A intimidade chegou a tal ponto que o cineasta pôde
registrar os bons momentos, a excelente receptividade em alguns shows
europeus, mas também alguns percalços e mesmo uma gloriosa saia-justa -
a briga de Tom Zé com um técnico de som suíço em Montreux. "O mais
importante nem foi tanto ele ter pego aquela cena toda", diz Tom Zé,
"mas tê-la montado de um jeito particular, com um crescendo de emoção
muito grande e de efeito" diz.
De fato, a cena é forte, ocupa posição central no
filme e se torna muito reveladora. Nela, vemos o músico brasileiro
insatisfeito durante a passagem de som e um técnico suíço que, de forma
arrogante, exige que ele defina "as freqüências que não estão
funcionando e pare com o blablablá". Literalmente, Tom Zé peita o
rapagão sarado e enfeixa um discurso interessante sobre as relações
entre Brasil e Primeiro Mundo. "Eles não podem é agir de uma maneira vil
conosco", resume. Para Tom Zé, os europeus têm toda a saúde do mundo,
todo o dinheiro, toda a tecnologia e, mesmo assim, "precisam importar a
nossa música, a nossa criatividade, sem a qual o festival deles não
vive".
Essa relação do nacional versus o internacional foi
uma das pedras de toque do movimento Tropicalista. E esse é também um
dos subtemas desenvolvidos no documentário. Quando o Tropicalismo
Explode, no final dos anos 60, Tom Zé se encontra no olho do furacão do
movimento. Com o agravamento da ditadura, Caetano e Gil seguem para o
exílio em Londres, voltam anos depois, enquanto Tom Zé vive em seu
ostracismo paulistano. Houve quem o chamasse de "enterrado vivo no
espólio do tropicalismo".
Reavaliando o episódio, Tom Zé procura ser justo com
Caetano e Gil. "Em São Paulo, que é uma cidade oriental, você aprende
que quando um amigo está colocando a sua vida em risco, você não vai
tentar salvá-lo, senão os dois morrem abraçados", diz, de maneira
alegórica. E, sendo mais preciso: "Eu mesmo fui culpado pelo ostracismo,
eu precisava dele, como Joyce, o autor de "Ulisses", precisou atravessar
o dele." Aliás, o próprio Ulisses da mitologia grega precisa cumprir
suas etapas para voltar a Ítaca, sua cidade natal.
Antenado de Irará
O que ninguém poderia esperar é que Tom Zé saísse
desse isolamento com uma obra surpreendente. Uma obra que ele ficou
cozinhando em sua solidão e que, caindo nos ouvidos de David Byrne, o
tornaram um dos músicos experimentais reconhecidos internacionalmente.

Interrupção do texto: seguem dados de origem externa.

PR #6522, opened 2021-05-11
Preliminary draft of changes for SMT comp 2021 for quantifiers

ajreynol:
Covers improvements to quantifiers.

### DIFF
--- a/contrib/competitions/smt-comp/run-script-smtcomp-current
+++ b/contrib/competitions/smt-comp/run-script-smtcomp-current
@@ -75,10 +75,11 @@ QF_NRA)
   finishwith --nl-ext-tplanes --decision=justification
   ;;
 # all logics with UF + quantifiers should either fall under this or special cases below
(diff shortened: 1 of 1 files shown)


4tXJ7f (approved):
LGTM

ajreynol:
One issue: I've added 2 logics with FP to the "main" quantifiers block, which is the right place for them.  However, this doesnt enable `--fp-exp`.

Looking at the script, it looks like we always want `--fp-exp` enabled.  Perhaps we even want `--fp-exp` enabled by default in general at this point, as it would also simplify our testing.  What do you think @aniemetz ?

martin-cs:
( Not @aniemetz but `--fp-ext` will crash on some formats.  I not currently aware of any correctness issues but ... that could well be because I haven't looked hard enough. )

aniemetz:
Yes, what @martin-cs said.

aniemetz:
@ajreynol we should enable it in the SMT-COMP script for all configurations.

PR #6523, opened 2021-05-11
Add getId function to python API

alex-ozdemir:
(Z3 exposes it to facilitate custom hashes)


makaimann:
Thanks for the PR! It looks like `getId` is already defined here:
https://github.com/cvc5/cvc5/blob/87ddf639068e9bb917c6c00c6f2c73ec6844af9a/src/api/python/cvc5.pxi#L1487

And tested here:
https://github.com/cvc5/cvc5/blob/b016f603f2a3709faaf90008a09f2567d7283ff3/test/python/unit/api/test_term.py#L39

Do you still want to add this example though?

alex-ozdemir:
Oh, whoops! I seemed to have missed this PR: https://github.com/cvc5/cvc5/pull/6477.

Closing.

alex-ozdemir:
Whoops again, yeah, me might as well at the example.

examples/api/python/id.py
```diff
@@ -0,0 +1,39 @@
...
+#
+# This file is part of the cvc5 project.
+#
+# Copyright (c) 2009-2021 by the authors listed in the file AUTHORS
+# in the top-level source directory and their institutional affiliations.
+# All rights reserved.  See the file COPYING in the top-level source
+# directory for licensing information.
+# #############################################################################
+#
+# A simple demonstration of the solving capabilities of the cvc5 sets solver
```
makaimann, line 14: This description should be updated for this example.

examples/api/python/id.py
```diff
@@ -0,0 +1,39 @@
...
+# through the Python API. This is a direct translation of sets-new.cpp.
+##
+
+import pycvc5
+from pycvc5 import kinds
+
+if __name__ == "__main__":
+    slv = pycvc5.Solver()
+
+    # Optionally, set the logic. We need at least UF for equality predicate,
```
makaimann, line 24: Similarly, this comment is a little confusing because the logic for this example is arbitrary, right?

makaimann (changes requested):
Sounds good! Left a few easy-to-address change requests.

examples/api/python/id.py
alex-ozdemir: Good catch. Fixed in c7a99b06dd.

examples/api/python/id.py
alex-ozdemir: Good catch. Fixed in c7a99b06dd.

makaimann (approved):
LGTM, thanks for the changes!

PR #6524, opened 2021-05-11
Fix error message in toPythonObj

alex-ozdemir:


makaimann (approved):
LGTM, thanks for the fix!

PR #6527, opened 2021-05-11
Split options holder class

nafur:
This PR splits the `OptionsHolder` class into separate holder classes for every options module and makes them directly accessible via appropriate `Options::<module>()` methods. We forward declare these new holder classes and thereby retain that we only need to recompile when we change an option module that is explicitly included.
All (generated) methods that previously accessed the old holder object are changed to instead use the new holder objects.
This PR does the bare minimum to do this change, further PRs will eventually get rid of all template specializations that currently surround our options class.


src/options/options_template.h
```diff
@@ -36,19 +36,20 @@ class Solver;
 namespace options {
   struct OptionsHolder;
   class OptionsHandler;
+${holder_fwd_decls}$
```
mpreiner, line 39: Wrap with // clang-format off/on.

src/options/options_template.h
```diff
@@ -36,19 +36,20 @@ class Solver;
...
 class CVC5_EXPORT Options
 {
   friend api::Solver;
-  /** The struct that holds all option values. */
-  std::unique_ptr<options::OptionsHolder> d_holder;
 
   /** The handler for the options of the theory. */
   options::OptionsHandler* d_handler;
 
+${holder_mem_decls}$
```
mpreiner, line 51: Ditto

src/options/options_template.h
```diff
@@ -104,6 +105,8 @@ class CVC5_EXPORT Options
   Options(OptionsListener* ol = nullptr);
   ~Options();
 
+${holder_getter_decls}$
```
mpreiner, line 108: Ditto

src/options/module_template.h
```diff
@@ -26,13 +26,23 @@
...
 ${modes}$
 
+#if defined(CVC5_MUZZLED) || defined(CVC5_COMPETITION_MODE)
+#  define DO_SEMANTIC_CHECKS_BY_DEFAULT false
+#else /* CVC5_MUZZLED || CVC5_COMPETITION_MODE */
+#  define DO_SEMANTIC_CHECKS_BY_DEFAULT true
+#endif /* CVC5_MUZZLED || CVC5_COMPETITION_MODE */
+
+struct Holder${id_cap}$ {
+${holder_spec}$
```
mpreiner, line 41: Wrap with // clang-format off/on

mpreiner (approved):

PR #6530, opened 2021-05-11
Stop using the solver for printing sygus synthesis solutions.

abdoo8080:
This PR uses custom methods for printing the synthesis solutions instead of `Solver::printSynthSolution`, which is going to be removed by #6521.


examples/api/utils.cpp
```diff
@@ -0,0 +1,73 @@
...
+std::string defineFunToString(const cvc5::api::Term& f,
+                              const std::vector<cvc5::api::Term> params,
+                              const cvc5::api::Sort& sort,
+                              const cvc5::api::Term body)
+{
+  std::stringstream ss;
+  ss << "(define-fun " << f << " (";
+  std::vector<cvc5::api::Term>::const_iterator it = params.cbegin(),
+                                               cend = params.cend();
+  if (it != cend)
```
ajreynol, line 36: These 4 lines are spurious, if you remove them I think it is equivalent.

ajreynol (changes requested):

examples/api/utils.cpp
abdoo8080: Could you elaborate?

ajreynol: This is essentially just hard coding one run of the while loop below, if you delete lines 36-40, the code will be the same I believe.

abdoo8080: They're almost identical. Line 43 prints 1 more space character than line 38.

abdoo8080: Replaced with a for loop.

ajreynol (approved):

PR #6533, opened 2021-05-13
Decouple parser creation from input selection

4tXJ7f:
This commit decouples the creation of a `Parser` instance from creating
an `Input` and setting the `Input` on the parser. This is a first step
in refactoring the parser infrastructure. A future PR will split the
parser class into three classes: `Parser`, `ParserState`, and
`InputParser`. The `Parser` and `InputParser` classes will be the
public-facing classes. The new `Parser` class will have methods to
create `InputParser`s from files, streams, and strings. `InputParser`s
will have methods to get commands/exprs from a given input. The
`ParserState` class will keep track of the state of the parser and will
be the internal interface for the parsers. The current `Parser` class is
used both publicly and internally, which is messy.

Note: this PR includes #6532.


4tXJ7f:
[This](https://github.com/4tXJ7f/cvc5/commit/74e552f6cb60c3206b59277f2648cddbf67b6743) is what the `InputParser` class will look like.

test/unit/parser/parser_black.cpp
```diff
@@ -86,11 +86,11 @@ class TestParserBlackParser : public TestInternal
   void tryGoodInput(const std::string goodInput)
   {
     d_symman.reset(new SymbolManager(d_solver.get()));
-    Parser* parser = ParserBuilder(d_solver.get(), d_symman.get(), "test")
-                         .withStringInput(goodInput)
+    Parser* parser = ParserBuilder(d_solver.get(), d_symman.get())
```
nafur, line 89: Shouldn't we use `std::unique_ptr` here as well? (and a few times below...)

nafur (approved):
Almost LGTM, just a comment on the tests.

test/unit/parser/parser_black.cpp
4tXJ7f: Done, thanks!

Lembrando os anos 60, Tom Zé pede para que as pessoas
sejam justas com Caetano e com Gil. "Ninguém pode tirar deles o mérito
de, durante a ditadura, ter mantido no País uma certa efervescência de
pensamento; e isso é fundamental, porque qualquer regime autoritário
teme o pensamento livre." Tom Zé recorda que no momento em que a própria
esquerda, de onde se esperava que viesse a renovação, se fechava num
nacionalismo obtuso, eram os tropicalistas, Caetano e Gil à frente, que
já tentavam antenar o País com a chamada 2.ª Revolução Industrial, esta
mesma que vivemos hoje com tanta intensidade.
Continua antenado nessa, Tom Zé? Com certeza, mas como
brinca no filme sua mulher, Neusa, por outro lado, ele nunca saiu de
Irará. Todo Ulisses que se preza precisa de uma Ítaca, nem que seja
virtual.
Fabricando Tom Zé (Br/
2006, 89 min.) - Documentário. Cinesesc - 17, 19, 21 h (2.ª não haverá
21 h). Espaço Unibanco 4 - 14h20, 16h10, 20h20, 22. HSBC Belas Artes 5 -
16, 17h50, 19h40. Unibanco Arteplex 5 - 13, 14h40, 16h30, 20, 22h (sáb.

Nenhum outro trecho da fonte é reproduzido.